Punctuated Evolution of Prostate Cancer Genomes
Menée sur des échantillons de tissu tumoral et de tissu sain prélevés sur 57 patients atteints d'un cancer de la prostate, cette étude met en évidence un phénomène de "chromoplexie", c'est-à-dire de translocations et de délétions interdépendantes induisant une dérégulation coordonnée de multiples gènes
The analysis of exonic DNA from prostate cancers has identified recurrently mutated genes, but the spectrum of genome-wide alterations has not been profiled extensively in this disease. We sequenced the genomes of 57 prostate tumors and matched normal tissues to characterize somatic alterations and to study how they accumulate during oncogenesis and progression. By modeling the genesis of genomic rearrangements, we identified abundant DNA translocations and deletions that arise in a highly interdependent manner. This phenomenon, which we term chromoplexy, frequently accounts for the dysregulation of prostate cancer genes and appears to disrupt multiple cancer genes coordinately.
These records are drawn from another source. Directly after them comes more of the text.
PR #3286, opened 2016-02-17
Add regression-test to test end-to-end functionality for Contains() with geospatial index

hhakimi53:
Adding test to regression suite to verify the Contains() operation on table which is indexed on geo columns produces correct answer by verify it against the result of contains on data-set using non-indexed table. 

In this review request create index on geo columns in commented out and can be enabled once the geo indexes are available.

### DIFF
--- a/tests/frontend/org/voltdb/regressionsuites/TestGeospatialIndexes.java
+++ b/tests/frontend/org/voltdb/regressionsuites/TestGeospatialIndexes.java
@@ -49,9 +49,8 @@ public class TestGeospatialIndexes extends RegressionSuite{
     private class PolygonPoints {
         private GeographyValue      m_polygon;
         private GeographyPointValue m_center;
-        private GeographyPointValue m_pointInside;                          // point inside polygon which is not the center
-        private GeographyPointValue m_pointNearCellOutsidePolygon;            // point which is the near cell boundary covering regular polygon and is outside the polygon
-        private GeographyPointValue m_pointOutsidePolygonCell;              // point which is outside the polygon's surrounding cell
+        // stores that are inside and outside polygons
+        private List<GeographyPointValue> m_pointsForPolygons = new ArrayList<GeographyPointValue>();
         private final double        m_incrementFactor = 0.01;               // used to calculate point inside polygon with or without hole
 
         PolygonPoints(GeographyPointValue center,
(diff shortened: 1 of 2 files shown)


tests/frontend/org/voltdb/regressionsuites/TestGeospatialIndexes.java
```diff
@@ -0,0 +1,358 @@
...
+        super(name);
+    }
+
+    private class PolygonPoints {
+        private GeographyValue      m_polygon;
+        private GeographyPointValue m_center;
+        private GeographyPointValue m_pointInside;                          // point inside polygon which is not the center
+        private GeographyPointValue m_polygonCellVertex;                    // point which is the vertex of surrounding cell regular convex polygon but is outside the polygon
+        private GeographyPointValue m_pointOutSidePolygonCell;              // point which is outside the polygon's surrounding cell
+        private Random              m_random = new Random(999);             // used for randomly generating phi for first vertex of the polygon w.r.t center's latitude line
```
wolffcm: Because you are seeding this Random instance is a member variable, and you are seeding it with the same number every time, it seems like you will get the same stream of random numbers each time?

tests/frontend/org/voltdb/regressionsuites/TestGeospatialIndexes.java
```diff
@@ -0,0 +1,358 @@
...
+
+    public TestGeospatialIndexes(String name) {
+        super(name);
+    }
+
+    private class PolygonPoints {
+        private GeographyValue      m_polygon;
+        private GeographyPointValue m_center;
+        private GeographyPointValue m_pointInside;                          // point inside polygon which is not the center
+        private GeographyPointValue m_polygonCellVertex;                    // point which is the vertex of surrounding cell regular convex polygon but is outside the polygon
```
wolffcm: Just a comment about the name of this variable: if this point is outside the polygon, then it's not a vertex, it's just a point.  At least that's how I think about points vs. vertexes.

tests/frontend/org/voltdb/regressionsuites/TestGeospatialIndexes.java
hhakimi53: Yes, I will update it. Thanks

tests/frontend/org/voltdb/regressionsuites/TestGeospatialIndexes.java
hhakimi53: Sure, will rename the variable.

tests/frontend/org/voltdb/regressionsuites/TestGeospatialIndexes.java
```diff
@@ -0,0 +1,411 @@
...
+                + "\n"
+                + "CREATE TABLE INDEXED_PLACES (\n"
+                + "  id         INTEGER NOT NULL,\n"
+                + "  loc        GEOGRAPHY_POINT\n"
+                + ");\n"
+                + "CREATE TABLE INDEXED_BORDERS (\n"
+                + "  id         INTEGER NOT NULL,\n"
+                + "  region     GEOGRAPHY\n"
+                + ");\n"
+                //+ "CREATE INDEX INDEX_LOC_INDEXED_PLACES ON INDEXED_PLACES(loc)\n;"           // Enable this once Geo Indexes are implemented
```
wolffcm: There's no plans at the moment to allow indexing on GEOGRAPHY_POINT columns.  It will strictly be about polygons for now, so it might be a while before you can uncomment this line.

tests/frontend/org/voltdb/regressionsuites/TestGeospatialIndexes.java
```diff
@@ -0,0 +1,411 @@
...
+        String prefixMsg;
+        final double EPSILON = 1.0e-12;
+
+        sql = "Select * from PLACES order by id, loc;";
+        resultsUsingGeoIndex = client.callProcedure("@AdHoc", sql).getResults()[0];
+
+        sql = "Select * from INDEXED_PLACES order by id, loc;";
+        resultsFromNonGeoIndex = client.callProcedure("@AdHoc", sql).getResults()[0];
+        prefixMsg = "Assertion failed comparing contents of places and indexed_places to be same: ";
+        assertTablesAreEqual(prefixMsg, resultsUsingGeoIndex, resultsFromNonGeoIndex);
```
wolffcm: One could imagine these tables being different in memcheck mode... should probably add an ORDER BY here.

wolffcm: Oops, you have an order by, never mind.

tests/frontend/org/voltdb/regressionsuites/TestGeospatialIndexes.java
```diff
@@ -0,0 +1,411 @@
...
+        sql = "Select * from BORDERS order by id, region;";
+        resultsUsingGeoIndex = client.callProcedure("@AdHoc", sql).getResults()[0];
+
+        sql = "Select * from INDEXED_BORDERS order by id, region;";
+        resultsFromNonGeoIndex = client.callProcedure("@AdHoc", sql).getResults()[0];
+        prefixMsg = "Assertion failed comparing contents of places and indexed_borders to be same: ";
+        assertTablesAreEqual(prefixMsg, resultsUsingGeoIndex, resultsFromNonGeoIndex);
+
+        // test contains with fixed data
+        sql = "Select A.id, A.region, B.loc from INDEXED_BORDERS A, INDEXED_PLACES B "
```
wolffcm: I don't think that this query will use a geo index, since you are joining on a primary key, which is unique.  If the planner is working correctly, then it will not choose the geo index in this case.

tests/frontend/org/voltdb/regressionsuites/TestGeospatialIndexes.java
hhakimi53: Oh yes. I can remove the line for indexing GEOGRAPHY_POINT and whenever we support for it, it can be added to appropriate place.

tests/frontend/org/voltdb/regressionsuites/TestGeospatialIndexes.java
wolffcm: Oops, you are not joining on a primary key.  I was looking at the wrong table definition.

It would still be good to have some queries where the CONTAINS is the only predicate.

hhakimi53: id is not defined as primary key intentionally. The only index that will be defined will be on Geography column. So for that case, planner should opt for geo index, I think.

tests/frontend/org/voltdb/regressionsuites/TestGeospatialIndexes.java
```diff
@@ -0,0 +1,411 @@
...
+            assertTablesAreEqual(prefixMsg, resultsFromNonGeoIndex, resultsUsingGeoIndex);
+        }
+
+        // Test parameterized Contains() - test with point argument to Contains() being parameterized
+        // To verify this, point which is inside polygon is fetched from the cached generated data and is supplied to SP.
+        // Output result of the query should have only one matching polygon that contains the supplied. This polygon is
+        // same as geography value in corresponding entry of polygon-point data
+
+        // Create procedure on Contains functions
+        sql = "Create procedure PointInPolygon as select A.region from INDEXED_BORDERS A "
```
wolffcm: Again, here it would be good to have a variant of this query with just the CONTAINS predicate.

tests/frontend/org/voltdb/regressionsuites/TestGeospatialIndexes.java
hhakimi53: Sure, I will add a query which has only Contains predicate.

tests/frontend/org/voltdb/regressionsuites/TestGeospatialIndexes.java
```diff
@@ -0,0 +1,411 @@
...
+        final int longitude = m_random.nextInt(10) - 178;   // generate longitude between -178 to -168
+        final int latitude = m_random.nextInt(10) + 72;     // generate latitude between 82 to 72
+        GeographyPointValue center = new GeographyPointValue(longitude, latitude);
+        // offset to use for generating new center of polygon. this is not randomized, it will generate polygons in same order
+        // almost around regular steps running from north-west to south-east
+        final GeographyPointValue centerShiftOffset = new GeographyPointValue(2.1 * polygonRadius, -1 * polygonRadius);
+
+        // triangles without holes
+        //System.out.println("Generate triangles without hole, center: " + center.toString());
+        center = generatePolygonPointData(center, centerShiftOffset, polygonRadius, 3, 0, numberOfPolygonPoints);
```
wolffcm: So this generates a bunch of polygons all in sort of a diagonal path?  Just trying to visualize the set of polygons being created.

hhakimi53: Yes, this will generate bunch of polygons almost around the diagonal line running through north-west to south-east.

tests/frontend/org/voltdb/regressionsuites/TestGeospatialIndexes.java
wolffcm: Would also be good to pick some points at random within the bounding box of the generated polygons, and then see which polygons they are in.  Since the polygons are generated along a diagonal path, and not a grid, there will be fewer hits though.

wolffcm:
That's all my comments.  Would be nice to see the polygons generated in a grid pattern instead of diagonally if it's not too much trouble.

hhakimi53:
Changing logic to generate polygon along horizontal or vertical grid should not be difficult. I had taken approach to fit more polygon along diagonal line was done to accommodate more non-overlapping I will look into it and may be have logic using overlapping polygon. Thanks Chris, for reviewing the changes and the feedback.

hhakimi53:
The test logic for data generated has been updated so that it generates polygons that are overlapping and are placed on 3*3 horizontal grid. The point generation logic has been tweaked so that it generates around 12-18 points such that:
- there are n points that are inside polygon's (this number is equal to number of vertex the polygon has)
- 8 random points (4 in valgrind env) that are inside polygon's outer shell and along the line of axis of polygon's vertex
- 4 points that are outside polygon and near cell covering polygon
- another one that is outside the bounding box of polygon.
Query predicates also has been updated so that it uses only Contains and Not Contains predicate.

wolffcm:
Looks good to me.  Go ahead and merge this when Jenkins is blue.

hhakimi53:
Thanks Chris for reviewing the changes. Jenkins is blue for the newly added tests. There were some tests that failed and they are not related to the test changes here. I have restarted Jenkins job and will merge the changes once Jenkins is done.

PR #3287, opened 2016-02-17
Vdm 20

deerwalk:


lib/python/vdm/runner.py
```diff
@@ -0,0 +1,124 @@
...
+# heavy lifting happens in runner.main(). The script name determines the verbs
+# that are loaded from <name>.d subdirectories. It loads the version number
+# from version.txt in the script's parent directory. It can be copied to other
+# names, and also to other locations if the path-building is adjusted. The
+# description should also be changed if re-used for another base command.
+import sys
+import os
+from optparse import OptionParser
+from os.path import expanduser
+
```
manjujames: I am ignoring VDM-33 related changes for now because that is not part of VDM-20 task. However, I will say rename this file to vdmrunner.py or something similar because we have runner.py which is a common script that we use to run many of our commands.

lib/python/vdm/server/HTTPListener.py
```diff
@@ -567,13 +577,13 @@ def make_configuration_file():
...
         i += 1
-    return tostring(main_header,encoding='UTF-8')
+    return tostring(main_header, encoding='UTF-8')
 
 
 def sync_configuration():
     headers = {'content-type': 'application/json'}
-    url = 'http://'+__IP__+':'+str(__PORT__)+'/api/1.0/vdm/configuration/'
-    response = requests.post(url,headers = headers)
+    url = 'http://' + __IP__ + ':' + str(__PORT__) + '/api/1.0/vdm/configuration/'
```
manjujames: Might be easier to read if you used ('http://%s:%u/api/1.0/vdm/configuration') % \
                                                                     (__IP__, __PORT__)

lib/python/vdm/server/HTTPListener.py
```diff
@@ -1653,17 +1958,42 @@ def put(database_id):
         Returns:
             Status string indicating if the stop request was sent successfully
         """
+        is_force = request.args.get('force')
 
-        try:
+        if is_force == "false":
```
manjujames: Can you compare case-insensitive?

lib/python/vdm/server/HTTPListener.py
```diff
@@ -1207,32 +1468,40 @@ def delete(server_id):
...
+            database_id = request.json['dbId']
+            # delete a single server
+            server = [server for server in Global.SERVERS if server['id'] == server_id]
+            if len(server) == 0:
+                abort(404)
+            # remove the server from given database member list
+            current_database = [database for database in Global.DATABASES if database['id'] == database_id]
+            current_database[0]['members'].remove(server_id)
+            # Check if server is referenced by database
+            for database in Global.DATABASES:
```
manjujames: A server can be in only one database. So, this code is not necessary.

lib/python/vdm/server/HTTPListener.py
```diff
@@ -1653,17 +1958,42 @@ def put(database_id):
         Returns:
             Status string indicating if the stop request was sent successfully
         """
+        is_force = request.args.get('force')
 
-        try:
+        if is_force == "false":
+            try:
+                server = voltdbserver.VoltDatabase(database_id)
```
manjujames: For shutting down a database, we can probably try a 'voltadmin shutdown' always first. If there is a connection failure and force=true, then send stop server request to the individual servers with force=true

lib/python/vdm/server/HTTPListener.py
```diff
@@ -1653,17 +1958,42 @@ def put(database_id):
...
-            # because voltadmin shutdown gives 'Connection broken' output
-            return make_response(jsonify({'statusstring': 'Shutdown request sent successfully'}), 200)
-        except Exception, err:
-            print traceback.format_exc()
-            return make_response(jsonify({'statusstring': str(err)}),
-                                 500)
+            return server.kill_database(database_id)
+
+
+    # @staticmethod
```
manjujames: We should cleanup this commented out code.

lib/python/vdm/server/HTTPListener.py
```diff
@@ -1748,8 +2078,8 @@ def put(database_id, server_id):
 
         try:
             server = voltdbserver.VoltDatabase(database_id)
-            response = server.stop_server(server_id)
-            return make_response(jsonify({'statusstring': response}), 200)
+            response = server.kill_server(server_id)
```
manjujames: Why is this not using 'force' flag?

lib/python/vdm/server/HTTPListener.py
```diff
@@ -1811,10 +2143,10 @@ def post():
         for member in result['vdm']['members']:
             try:
                 headers = {'content-type': 'application/json'}
-                url = 'http://'+member['hostname']+':'+str(__PORT__)+'/api/1.0/vdm/sync_configuration/'
+                url = 'http://' + member['hostname'] + ':' + str(__PORT__) + '/api/1.0/vdm/sync_configuration/'
```
manjujames: Use string formatting to make this more readable.

lib/python/vdm/server/HTTPListener.py
```diff
@@ -1842,6 +2253,82 @@ def get():
...
+            return jsonify({'status':'errorNoMembers'})
+        for server_id in database[0]['members']:
+
+            server = [server for server in Global.SERVERS if server['id'] == server_id]
+            url = ('http://%s:%u/api/1.0/databases/%u/servers/%u/status/') % \
+                  (server[0]['hostname'], __PORT__, database_id, server[0]['id'])
+            try:
+                response = requests.get(url)
+            except:
+                return jsonify({'status':'error', 'hostname':server[0]['hostname']})
```
manjujames: log the exception details and send the exception error back as 'status'. Otherwise, we have no information about what went wrong.

lib/python/vdm/server/HTTPListener.py
```diff
@@ -1842,6 +2253,82 @@ def get():
...
+
+            if response.json()['status'] == "stalled":
+                if not has_stalled:
```
manjujames: You can avoid the 'if not has_stalled' check here and avoid clutter.

lib/python/vdm/server/HTTPListener.py
```diff
@@ -1842,6 +2253,82 @@ def get():
...
+                    has_stalled = True
+            elif response.json()['status'] == "running":
+                if not has_run:
```
manjujames: Same here.

lib/python/vdm/server/HTTPListener.py
```diff
@@ -1842,6 +2253,82 @@ def get():
...
+                    has_run = True
+            elif response.json()['status'] == "stopped":
+                if not has_stopped:
```
manjujames: same here.

lib/python/vdm/server/HTTPListener.py
```diff
@@ -1842,6 +2253,82 @@ def get():
...
+                    has_stopped = True
+            serverDetails.append({server[0]['hostname']: response.json()})
+
+        if has_stalled:
```
manjujames: I don't think you need this complicated logic here. It should simply be:
If any server is running, the database is running
else if any server is stalled, the database is stalled/starting
else the database is stopped

This also means that as soon as you find a server that is running, you can break out of the previous loop.

lib/python/vdm/server/HTTPListener.py
```diff
@@ -1927,11 +2401,12 @@ def main(runner, amodule, config_dir, server):
...
     DATABASE_DEPLOYMENT_VIEW = DatabaseDeploymentAPI.as_view('database_deployment_api')
+    STATUS_DATABASE_VIEW = StatusDatabaseAPI.as_view('status_database_api')
+    STATUS_DATABASE_SERVER_VIEW = StatusDatabaseServerAPI.as_view('status_database_server_view')
     VDM_VIEW = VdmAPI.as_view('vdm_api')
-    APP.add_url_rule('/api/1.0/servers/', defaults={'server_id': None},
-                     view_func=SERVER_VIEW, methods=['GET'])
-    APP.add_url_rule('/api/1.0/servers/<int:database_id>', view_func=SERVER_VIEW, methods=['POST'])
-    APP.add_url_rule('/api/1.0/servers/<int:server_id>', view_func=SERVER_VIEW,
+
+    APP.add_url_rule('/api/1.0/databases/<int:database_id>/servers/', view_func=SERVER_VIEW, methods=['POST'])
```
manjujames: Why is this a POST and not a GET?

lib/python/vdm/server/Log.py
```diff
@@ -0,0 +1,39 @@
...
+
+def get_error_log():
+
+    outfilename = os.path.join(HTTPListener.Global.PATH, get_most_recent_log())
+    try:
+        rfile = open(outfilename, 'r')
+        read_it = rfile.read()
+        myLine = ""
+        for line in read_it.splitlines():
+            if "ERROR:" in line:
```
manjujames: This will only get the oldest error. We should get all errors.

lib/python/vdm/server/Log.py
```diff
@@ -0,0 +1,39 @@
...
+                myLine = line
+                break
+        if myLine == "":
```
manjujames: If there are no errors, return something to the effect 'No errors were found in the log'

lib/python/vdm/server/voltdbserver.py
```diff
@@ -58,18 +61,36 @@ def ignore_signals():
...
+
 def get_voltdb_dir():
     """
     Utility method to get voltdb bin directory
     """
     return os.path.realpath(os.path.join(HTTPListener.Global.MODULE_PATH, '../../../..', 'bin'))
 
+
+def check_snapshot_folder():
+    outfilename = os.path.join(HTTPListener.Global.PATH, "voltdbroot/snapshots")
```
manjujames: You should pick up voltdbroot from the deployment xml.

lib/python/vdm/server/voltdbserver.py
```diff
@@ -124,7 +145,10 @@ def start_database(self, recover=False):
                 server_status[curr['hostname']] = str(err)
 
         if failed:
-            return create_response('There were errors starting servers: ' + str(server_status), 500)
+            url = ('http://%s:%u/api/1.0/databases/%u/status/') % \
```
manjujames: I don't think we need to do status request at this point. We can simply say there were some errors while sending start requests to server and the UI/user can ask for status as needed.

lib/python/vdm/server/voltdbserver.py
```diff
@@ -170,7 +194,8 @@ def check_and_start_local_server(self, recover=False):
         if (retcode == 0):
             return create_response('Success', 200)
         else:
-            return create_response('Error starting server', 500)
+            return create_response(Log.get_error_log(), 500)
```
manjujames: Here again we shouldn't return all the error logs. We can simply say there were errors and users can ask for error details as needed. This is a start database request anyway, which means none of the servers may be on this machine. So this error log request is not going to get anything pertinent.

lib/python/vdm/server/voltdbserver.py
```diff
@@ -347,3 +396,56 @@ def stop_server(self, server_id):
...
+
+        # Now stop each server
+        failed = False
+        server_status = {}
+        action = "stop"
+        for server_id in members:
+            server = [server for server in HTTPListener.Global.SERVERS if server['id'] == server_id]
+            curr = server[0]
+            try:
+                url = ('http://%s:%u/api/1.0/databases/%u/servers/%u/%s') % \
```
manjujames: Action cannot be anything other than 'stop' here, correct? If that is the case, there is no need to parameterize it here.

lib/python/vdm/server/HTTPListener.py
sujmanshak: This will be handled in the client side as discussed earlier

lib/python/vdm/server/voltdbserver.py
sujmanshak: Sending status request in this case has made us easy to expose individual error logs each cluster has got. We might have to rethink the logic of how to display the error log for each cluster if we remove this code

lib/python/vdm/server/Log.py
sujmanshak: This function has been removed since it is not used

lib/python/vdm/server/Log.py
sujmanshak: This function has been removed since it is not used

lib/python/vdm/server/HTTPListener.py
sujmanshak: This complicated logic is for getting the overall status of the database.

If all the servers are stalled, then the database is stalled.
if some cluster is running but some is stopped, the the database is stalled.
if no cluster is stalled and no cluster is stopped and all cluster is running, then the database is running.
if any cluster is stopped but not stalled and running, then the database is stopped

lib/python/vdm/server/HTTPListener.py
```diff
@@ -1020,11 +1225,17 @@ def get_deployment_properties(export_xml, is_list):
         for export in export_xml:
             new_export = {}
             for field in export:
-                new_export[field] = export[field]
+                if field == 'plaintext':
```
akhanzode: what is plaintext in export?

lib/python/vdm/server/voltdbserver.py
```diff
@@ -58,18 +61,44 @@ def ignore_signals():
...
 
+
 def get_voltdb_dir():
     """
     Utility method to get voltdb bin directory
     """
     return os.path.realpath(os.path.join(HTTPListener.Global.MODULE_PATH, '../../../..', 'bin'))
 
+
+def check_snapshot_folder(database_id):
```
akhanzode: Its not just the snapshot folder but command log as well. Also this should be something guarded by is_pro

akhanzode:
squash merged.

PR #3288, opened 2016-02-17
ENG-9605 support for update on export view

dweiss88:


tests/testprocs/org/voltdb_testprocs/regressionsuites/fixedsql/sql-update-ddl.sql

Our modeling suggests that chromoplexy may induce considerable genomic derangement over relatively few events in prostate cancer and other neoplasms, supporting a model of punctuated cancer evolution. By characterizing the clonal hierarchy of genomic lesions in prostate tumors, we charted a path of oncogenic events along which chromoplexy may drive prostate carcinogenesis. º Interdependent DNA rearrangements may coordinately remodel prostate cancer genomes º Chromoplexy defines a distinct class of complex structural rearrangements º Multiple prostate cancer genes may be dysregulated coordinately º Clonal evolution reveals paths of prostate cancer progression Modeling the genesis of chromosomal rearrangements in prostate cancer genomes reveals that the chromosomal disarray found in a typical tumor may arise via a handful of discrete chromoplexy events during tumor development in which interdependent rearrangements shuffle DNA from five or more chromosomes.